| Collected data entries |
--------------------------------

PR #1960, opened 2026-05-14
Set expires_at timestamp and tag output files on S3

### LINKED ISSUE #1951: Set expires_at timestamp and tag output files on S3
### Context

Related Issue: #1910

Feature branch: `feature/user-dataset-expiration` 

The portal features two dataset types:

- `CCDLDatasets`: per-processed datasets for all CCDL projects and metadata available for download (no expiration)
- `UserDatasets`: custom datasets created and processed by users (expire 7 days after processing)

Once `UserDatasets` expire, their corresponding computed files in S3 will be deleted, and the portal provides users an option to regenerate (re-process) expired datasets for download.

### Problem or idea

Currently, there is no 7-day expiration set up for `UserDatasets` resulting in generated computed files remaining on S3 indefinitely. This affects the portal UI as the regeneration option will not be available (see the linked related issue for more context). 

To address this, we need to implement the expiration feature using AWS's tag-based [S3 Lifecycle Policy Rule](https://docs.aws.amazon.com/AmazonS3/latest/userguide/how-to-set-lifecycle-configuration-intro.html), which enables automated deletion of expired datasets after 7 days. We also need to set up a cron job that marks `UserDatasets` to enable dataset regeneration on the portal after 7 day of processing.

As part of configuring the tag-based S3 Lifecycle Policy Rule for object expiration, we'll implement the following steps:

1. Populate `Dataset.expires_at` upon successful job completion: In the `DatasetJobProcessor.on_run_done` hook method, set the dataset `expires_at` timestamp (now + 7 days) before saving it. The `expires_at` should not populated for `CCDLDatasets`.

```py
# DatasetJobProcessor

"""
on_run_done: Invoked after all steps have completed successfully.
"""

def on_run_done(self):
    self.job.save()
    self.job.dataset.save() 
    logger.info("Job completed.")
```

2. Tagging the generated computed file on S3: In the `DatasetJobProcessor.upload_new_computed_file` workflow step, after successful upload, add object tagging with a key-value pair of `dataset-type=user`. We'll add a new method to handle tagging in the `s3` module (e.g., `tag_user_dataset_output_file`). This method should be skipped for `CCDLDatasets`, and raise an exception on tagging failure.

```py
# DatasetJobProcessor.upload_new_computed_file step:

def upload_new_computed_file(self):
    s3.upload_output_file(
        self.job.dataset.computed_file.s3_key, self.job.dataset.computed_file.s3_bucket
    )
```

3. Add a test to verify the implementation works as expected:
- Assert `Dataset.expires_at` for `UserDatasets` when `DatasetJobProcessor.on_run_done` (mocked) runs
- Ensure the tagging is skipped for `CCDLDatasets` 

Additionally, as part of validation, we'll spin up the `dev` stack and create one `CCDLDataset` and two `UserDatasetes` to locally confirm behavior.

### Solution or next step

- Set the `expires_at` timestamp in `DatasetJobProcessor.on_run_done` 
- Tag the generated computed files upon uploading to S3 during the `DatasetJobProcessor.upload_new_computed_file` step
- Add a new test for the `Dataset.expires_at` field and mock if `DatasetJobProcessor.on_run_done` is called
- Verify the implementation using the `dev` stack

nozomione:
## Issue Number

Closes #1951

Feature branch: `feature/user-dataset-expiration`

Changes include: 
- Dataset state management:
   - Set the expires_at timestamp in `DatasetABC.apply_job_state`
   - Added the new property `expiration_delta` to the Dataset base class
- Dataset Tagging:
   - Added the new step `tag_new_computed_file` to `DatasetJobProcessor` for tagging `UserDataset` computed files 
   -  Added the new property `tags` to the Dataset base class
   - Added a new generic method `s3.tag_output_file` for tagging objects
   - Added new exceptions for S3 operations when uploading or tagging failure (🗒️ we'll refactor the `s3` modules later)
      - Sent Slack alert on tag failure so that the team can manually tag the S3 object (rarely occurs, e.g., AWS error).

## Types of changes

## Functional tests

- Added a new test `test_dataset_job_processor`

## Checklist

## Screenshots
N/A

### DIFF
--- a/api/scpca_portal/models/datasets/base.py
+++ b/api/scpca_portal/models/datasets/base.py
@@ -563,7 +563,7 @@ class DatasetABC(TimestampedModel, models.Model):
         Updates state attributes of the given datasets in bulk.
         """
         STATE_UPDATE_ATTRS = [
-            "is_expired",
+            "expires_at",
             "is_pending",
             "pending_at",
             "is_processing",
--- a/api/scpca_portal/models/datasets/base.py
+++ b/api/scpca_portal/models/datasets/base.py
@@ -118,6 +118,11 @@ class DatasetABC(TimestampedModel, models.Model):
         return self._meta.model
 
     @property
+    def expiration_delta(self) -> datetime | None:
+        # Expiration for processed datasets
+        return None
+
+    @property
     def tags(self) -> dict[str, str] | None:
         # Tagging for S3 Lifecycle Policy Rule
         return None
@@ -192,7 +197,7 @@ class DatasetABC(TimestampedModel, models.Model):
     def get_metadata_file_contents(self) -> List[tuple[str | None, Modalities | None, str]]:
         """
         Return a list of three element tuples which includes the project_id, modality,
-        and their associatied metadata file contents as a string.
+        and their associated metadata file contents as a string.
         """
         # We only return one metadata file for all metadata datasets
         # TODO: if we need to put project metadata files in a project folder,
@@ -544,6 +549,11 @@ class DatasetABC(TimestampedModel, models.Model):
 
         setattr(self, f"is_{state_str}", True)
         setattr(self, f"{state_str}_at", make_aware(datetime.now()))
+
+        # Populate the expiration date if required
+        if state == JobStates.SUCCEEDED and self.expiration_delta:
+            self.expires_at = self.expiration_delta
+
         if hasattr(self, f"{state_str}_reason"):
             setattr(self, f"{state_str}_reason", getattr(job, reason_attr))
 
@@ -553,6 +563,7 @@ class DatasetABC(TimestampedModel, models.Model):
         Updates state attributes of the given datasets in bulk.
         """
         STATE_UPDATE_ATTRS = [
+            "is_expired",
             "is_pending",
             "pending_at",
             "is_processing",
--- a/api/scpca_portal/models/datasets/base.py
+++ b/api/scpca_portal/models/datasets/base.py
@@ -123,8 +123,7 @@ class DatasetABC(TimestampedModel, models.Model):
         return None
 
     @property
-    def tags(self) -> dict[str, str] | None:
-        # Tagging for S3 Lifecycle Policy Rule
+    def s3_upload_tags(self) -> dict[str, str] | None:
         return None
 
     # HASHING AND CACHED ATTR LOGIC
--- a/api/scpca_portal/models/datasets/base.py
+++ b/api/scpca_portal/models/datasets/base.py
@@ -117,6 +117,11 @@ class DatasetABC(TimestampedModel, models.Model):
     def get_class(self) -> models.Model:
         return self._meta.model
 
+    @property
+    def tags(self) -> dict[str, str] | None:
+        # Tagging for S3 Lifecycle Policy Rule
+        return None
+
     # HASHING AND CACHED ATTR LOGIC
     def get_hashes(self) -> tuple[str, str, str, str]:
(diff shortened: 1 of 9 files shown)


nozomione:
I've applied the 1:1 feedback, and this PR is ready for another look. Thank you, David!

api/scpca_portal/models/datasets/base.py
```diff
@@ -117,6 +117,16 @@ def save(self, *args, **kwargs) -> None:
     def get_class(self) -> models.Model:
         return self._meta.model
 
+    @property
+    def expiration_delta(self) -> datetime | None:
+        # Expiration for processed datasets
+        return None
+
+    @property
+    def tags(self) -> dict[str, str] | None:
```
davidsmejia: I think `s3_upload_tags` would probably make more sense as a name, the s3 lifecycle policy rule is decoupled from this.

davidsmejia (approved):
LGTM once we rename the tags attr. Honestly, the tags probably don't belong on the dataset since that is more of a computed_file concern. However, for now we can leave it as is and rework it once computed file has been cleaned up.

api/scpca_portal/s3.py
```diff
@@ -225,6 +225,25 @@ def upload_output_file(key: str, bucket_name: str) -> bool:
...
+
+    tagging = {"TagSet": [{"Key": k, "Value": v} for k, v in tags.items()]}
+
+    try:
+        aws_s3.put_object_tagging(Bucket=bucket_name, Key=key, Tagging=tagging)
+    except Exception as error:
+        logger.error(f"Failed to tag computed file {key} due to the following error:\n\t{error}")
+        return False
+
+    return True
```
avrohomgottlieb, line 244: It's unfortunate for us in this instance that AWS uses the word "key" to refer to the name of the file and the word "key" to refer to a key in a key-value tagging pair. It's all built on key-value pairs, even the filename, but it's a little confusing here.

There's an argument to say that it would be beneficial to rename the parameter to s3_key or s3_key_filename or something of the like to differentiate it from the tag keys, but that would deviate from the function signatures of all the other ones in this module which define the parameter as `key: str`.

api/scpca_portal/models/datasets/ccdl_dataset.py
```diff
@@ -45,6 +46,14 @@ def get_or_find(
...
         return dataset, False
 
+    @property
+    def expiration_delta(self) -> datetime | None:
+        return None
+
+    @property
+    def s3_upload_tags(self) -> dict[str, str] | None:
+        return None
+
```
avrohomgottlieb:
```suggestion

```

This isn't necessary because it's already defined in the base class.

avrohomgottlieb (approved):
Great PR. One cleanup fix and a thought provoker, but this is good to go. Great job!

api/scpca_portal/s3.py
nozomione: Great point! Renaming the `key` parameter to something more explicit (e.g., `s3_key` or `s3_key_filename` as you suggested) would definitely enhance clarity. Indeed I matched the parameter names to align with others in the `s3` module for consistency in this PR. We can create a separate issue to apply your suggestion to reduce ambiguity! 

Tagging @davidsmejia for his insights!

davidsmejia: I would just stick with convention for now.

If anything I would probably just rename the tagging argument to `tag_set` since that is what it represents, where `tagging` is the wrapping dict.

The other nitpick would be to either raise or return True but this is probably best done in a separate PR that makes sure we are either raising or returning bool across the module, probably more broadly.

PR #1961, opened 2026-05-14
Configure tag-based S3 Lifecycle policy and add a cron job to mark expired datasets

### LINKED ISSUE #1952: Configure tag-based S3 Lifecycle policy and add a cron job to mark expired datasets
### Context

Related Issue: #1910

Feature branch: `feature/user-dataset-expiration` 

In the issue #1951, we populated the `expires_at` timestamp and tagged the corresponding computed files for `UserDatasets` upon successful job completion. 

As the next step, we'll configure the S3 Lifecycle Policy Rule for automated deletion of tagged objects. Additionally, we'll set up a cron job that marks expired `UserDatasets` to enable dataset regeneration via the Portal UI.

### Problem or idea

We can configure the tag-based S3 Lifecycle Policy Rule for automatic object deletion via Terraform.

e.g.) Apply a tag-based rule in Terraform (See [Tag-Based Lifecycle Rules](https://oneuptime.com/blog/post/2026-02-12-set-up-s3-lifecycle-policies-with-terraform/view#tag-based-lifecycle-rules)): 

```py 
resource "aws_s3_bucket_lifecycle_configuration" "tagged_lifecycle" {
  bucket = aws_s3_bucket.data.id

  rule {
    id     = "delete-temporary-data"
    status = "Enabled"

    filter {
      tag {
        key   = "DataType"
        value = "temporary"
      }
    }

    expiration {
      days = 7
    }
  }
}
```

To set up a cron job , we'll add a new management command (e.g., `mark_expired_datasets`) that sets `Dataset.is_expired` to `true` if `Dataset.expires_at` exceeds `datetime.now()`.  Then, we'll register a new cron job entry via the user data script, `api-server-instance-user-data.tpl`, to executes `mark_expired_datasets` hourly.  

> [!note]
> AWS executes Lifecycle rule at 00:00 UTC daily (see [Lifecycle rules: Based on an object's age](https://docs.aws.amazon.com/AmazonS3/latest/userguide/intro-lifecycle-rules.html#intro-lifecycle-rules-number-of-days)). This may result in object deletion not happening exactly 7 days after creation. To address this, we'll set the expatriation to **8 days** on S3, and the cron job checks for expiration hourly after 7 days to provide a buffer and prevent unexpected UX behavior on the portal.

### Solution or next step

- Configure the S3 Lifecycle Policy Rule for tagged object deletion with the 8-day expiration period via Terraform
- Implement a new management command, `mark_expired_datasets`, to set `Dataset.is_expired` to `true` after 7 days
- Register a new cron job  entry that runs `mark_expired_datasets` via `api-server-instance-user-data.tpl`
- Verify the implementation works as expected using the `dev` stack

nozomione:
## Issue Number

Closes #1952

Feature branch: `feature/user-dataset-expiration`

Stacked PR #1960

Changes include:
- Configured the S3 Lifecycle Policy Rule for tagged object deletion with the 8-day expiration period via Terraform
- Added a new management command `expire_user_datasets` and the corresponding test
- Added a new class method `UserDataset.mark_expired_datasets` that marks user datasets as expired
- Added a new hourly cron job for `expire_user_datasets` and configured the corresponding watch log

## Types of changes

## Functional tests

- Added a new test `test_expire_user_datasets`
- Tested and verified the implementation using the `dev` stack ✅ 

## Checklist

## Screenshots

N/A


nozomione:
🗒️ For now, an hourly cron job for the `expire_user_datasets` has been added to `crontab`. The implementation is subject to change once PR #1946 is merged into `feature/user-dataset-expiration`.

davidsmejia (approved):
LGTM

api/scpca_portal/models/datasets/user_dataset.py
```diff
@@ -321,3 +322,34 @@ def get_project_sample_counts(self) -> Dict[str, int]:
...
+
+            if dataset.expires_at < now:
+                dataset.is_expired = True
+                updated_datasets.append(dataset)
+                updated_fields.add("is_expired")
+
+        if updated_fields:
+            cls.objects.bulk_update(updated_datasets, list(updated_fields))
+
+        return len([dataset for dataset in updated_datasets if dataset.is_expired])
```
avrohomgottlieb:
```suggestion
        return sum(1 for dataset in updated_datasets if dataset.is_expired)
```

avrohomgottlieb (approved):
This LGTM. I have a design question that I'll add to the next PR, but this one does exactly what it's supposed to. Good job.

api/scpca_portal/models/datasets/user_dataset.py
```diff
@@ -321,3 +322,34 @@ def get_project_sample_counts(self) -> Dict[str, int]:
...
+        """
+        processed_datasets = cls.objects.filter(is_succeeded=True, is_expired=False)
+        now = make_aware(datetime.now())
+
+        updated_fields = set()
+        updated_datasets = []
+
+        for dataset in processed_datasets:
+            # Ensure the expires_at timestamp is set for all processed datasets
+            if dataset.expires_at is None:
```
davidsmejia: Now that we spoke about this again, I think it makes sense to remove this as it would be misleading to debug. We have a separate script to handle anything that was not configured correctly. This command and function pair should just handle the correctly configured expirable datasets by updating the dataset and purging the computed file. The other command should look for anything that was not expirable (no expires_at set) and then handle those separately to make sure they are configured correctly.

We should either separate the commands or unify them by having one command that handles everything.

Tagging @avrohomgottlieb @nozomione for input

avrohomgottlieb: I agree with this sentiment. As long as there's no edge case that we're concerned about where the `expires_at` attr wouldn't be set and we'd want to clean it up here, it can be removed.

avrohomgottlieb: Honestly, with the management command in https://github.com/AlexsLemonade/scpca-portal/pull/1968/ querying datasets as below, it's **expecting** the `expired_at` attr to **not** be set, so we'd want to avoid setting them here. 
```py
datasets = UserDataset.objects.filter(expires_at=None, is_succeeded=True)
```

Let's keep the concerns separate.

nozomione: Thank you for bringing this up! I also agree with your suggestion! 

Once the cleanup command (in #1968) is run against the old datasets (handling field misconfiguration, i.e.,`expires_at=None && is_succeeded=True`, and deleting old computed files), the check for `if dataset.expires_at is None` will become irrelevant (unless any edge cases as Avrohom suggested!). 

With the introduction of the new workflow implementation (including the merged #1960), the `expires_at` timestamp should populated correctly during the dataset job processing lifecycle, and that allows the `expire_user_datasets` management command to focus solely on marking the datasets. This separation will improve clarity during debugging. 

Let's move forward with this approach unless there are any other points to discuss!

nozomione:
@davidsmejia & @avrohomgottlieb, Thank you for the great feedback! 

I've made the following changes, and this PR is ready for your review. Thank you!
- Replaced `len` with `sum` in the return statement
- Purged computed files (unlinked) for expired datasets
- Removed the misconfiguration check for `expires_at`
- Updated the corresponding tests to verify the implementation

api/scpca_portal/models/datasets/user_dataset.py
```diff
@@ -321,3 +322,28 @@ def get_project_sample_counts(self) -> Dict[str, int]:
...
+            if dataset.expires_at < now:
+                dataset.is_expired = True
+                if dataset.computed_file:
+                    dataset.computed_file.purge()
+                updated_datasets.append(dataset)
+
+        if updated_datasets:
+            cls.objects.bulk_update(updated_datasets, ["is_expired"])
+
+        return sum(1 for dataset in updated_datasets if dataset.is_expired)
```
davidsmejia:
```suggestion
        now = timezone.now()
        expired_datasets = cls.objects.filter(is_succeeded=True, is_expired=False, expires_at__lte=now)
        
        ComputedFile.objects.filter(dataset_id__in=expired_datasets).delete()
        
        return expired_datasets.update(is_expired=True)
```

I think this is the best way to handle it with 2 queries instead of n + 1

davidsmejia: We can delete the ComputedFiles directly because we dont care about purging from s3 for this dataset when expiring. We should probably add some comments here to illuminate that distinction.

nozomione: Thank you for the awesome feedback 💯 🚀 !

avrohomgottlieb (approved):
LGTM

PR #1964, opened 2026-05-19
Add yarn lint to Pre Commit

### LINKED ISSUE #1957: Add yarn lint command to pre-commit
### Context

GHA and Vercel fail if the yarn lint isn't cleared.

### Problem or idea

Instead of waiting for commits to fail after being pushed up, we'd like for this to be addressed locally. This can be accomplished by adding a yarn lint check to pre-commit.

### Solution or next step
- Add yarn lint to pre-commit

avrohomgottlieb:
## Issue Number

Closes https://github.com/AlexsLemonade/scpca-portal/issues/1957.

This PR includes the following:
  - Adds `yarn lint` (Biome) as a pre-commit hook that runs on changes to `client/` files
  - Adds `supportedArchitectures` to `client/.yarnrc.yml` so yarn install downloads both Linux and macOS Biome binaries (resolving the platform mismatch that caused the hook to fail when node_modules was populated by Docker)
  - Adds `client` and `client:lint` commands to sportal

## Types of changes

## Functional tests

N/A

## Checklist

## Screenshots

N/A

### DIFF
--- a/.pre-commit-config.yaml
+++ b/.pre-commit-config.yaml
@@ -38,8 +38,8 @@ repos:
   - repo: local
     hooks:
       - id: yarn-lint
-        name: yarn lint (client)
-        entry: bash -c "cd client && yarn lint"
+        name: Yarn Lint (Biome)
         language: system
+        entry: bash -c "cd client && yarn lint"
         pass_filenames: false
         files: ^client/
--- a/.pre-commit-config.yaml
+++ b/.pre-commit-config.yaml
@@ -40,6 +40,6 @@ repos:
       - id: yarn-lint
         name: Yarn Lint (Biome)
         language: system
-        entry: bash -c "cd client && yarn lint"
+        entry: bin/sportal client:lint
         pass_filenames: false
         files: ^client/
--- a/.pre-commit-config.yaml
+++ b/.pre-commit-config.yaml
@@ -41,4 +41,5 @@ repos:
       - id: biome-check
         name: biome check
         files: ^client/
-        entry: bash -c 'cd client && exec biome check --write'
+        args:
+        - --config-path=client/biome.json
--- a/.pre-commit-config.yaml
+++ b/.pre-commit-config.yaml
@@ -34,3 +34,12 @@ repos:
     hooks:
       - id: black
         language_version: python3
+
+  - repo: local
+    hooks:
+      - id: yarn-lint
+        name: yarn lint (client)
+        entry: bash -c "cd client && yarn lint"
+        language: system
+        pass_filenames: false
+        files: ^client/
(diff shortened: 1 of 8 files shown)


avrohomgottlieb:
Adding `yarn lint` to pre-commit surfaced a platform mismatch: `node_modules/` is populated by the Docker `client-deps-installer` on Linux, so the macOS Biome binary (`@biomejs/cli-darwin-arm64`) is never installed, causing the hook to fail locally.

Two approaches were considered:

**Option A — pre-commit `language: node`:** pre-commit manages its own isolated Biome install, downloading the correct platform binary automatically. The downside of this is that it decouples Biome's version from `package.json` and uses a different invocation (`biome lint`) than the GHA "Run Linters` Action  (`yarn lint`), creating drift risk.

**Option B — `supportedArchitectures` in `.yarnrc.yml`:** tells Yarn to install optional platform binaries for both `linux` and `darwin` regardless of which OS runs yarn install. `yarn lint` remains the single driver across all environments with no syncing necessary. The cost of this is a larger local `node_modules/` folder (including @next/swc-darwin-arm64), as well as longer run times for the pre-commit call in GHA.

Option B was chosen, prioritizing consistency between environments over local disk space and GHA Pre-Commit speed.

.pre-commit-config.yaml
```diff
@@ -34,3 +34,11 @@ repos:
...
       - id: black
         language_version: python3
+
+  - repo: https://github.com/biomejs/pre-commit
+    rev: v2.4.15
+    hooks:
+      - id: biome-check
+        name: biome check
+        files: ^client/
+        entry: bash -c 'cd client && exec biome check --write'
```
avrohomgottlieb, line 44: Ideally we'd want to run it without an entry command, and to point to the config file path explicitly, but the below error continues to creep up:

```suggestion
        args:
        - --config-path=client/biome.json
```

Error:
```
scpca-portal/client/biome.json configuration ━━━━━━━━━━━━━━━━━━━━━━━━━━━━

  ✖ Found a nested root configuration, but there's already a root configuration.
  
  ℹ The other configuration was found in scpca-portal.
  
  ℹ Use the migration command from the root of the project to update the configuration.
  
  $ biome migrate --write
  

configuration ━━━━━━━━━━━━━━━━━━━━━━━━━━━━━━━━━━━━━━━━━━━━━━━━━━━━━━━━━━━━━━━━━━━━━━━━━━━━━━━━━━━━━━

  ✖ Biome exited because the configuration resulted in errors. Please fix them.
  

```

davidsmejia: This is fine until a PR for this lands: https://github.com/biomejs/biome/issues/8672

davidsmejia (approved):
LGTM

nozomione (approved):
LGTM 👍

--------------------------------

| Task details |
Pull every line holding "edge" out of the records.

| Exercise solution |
avrohomgottlieb: I agree with this sentiment. As long as there's no edge case that we're concerned about where the `expires_at` attr wouldn't be set and we'd want to clean it up here, it can be removed.
Once the cleanup command (in #1968) is run against the old datasets (handling field misconfiguration, i.e.,`expires_at=None && is_succeeded=True`, and deleting old computed files), the check for `if dataset.expires_at is None` will become irrelevant (unless any edge cases as Avrohom suggested!). 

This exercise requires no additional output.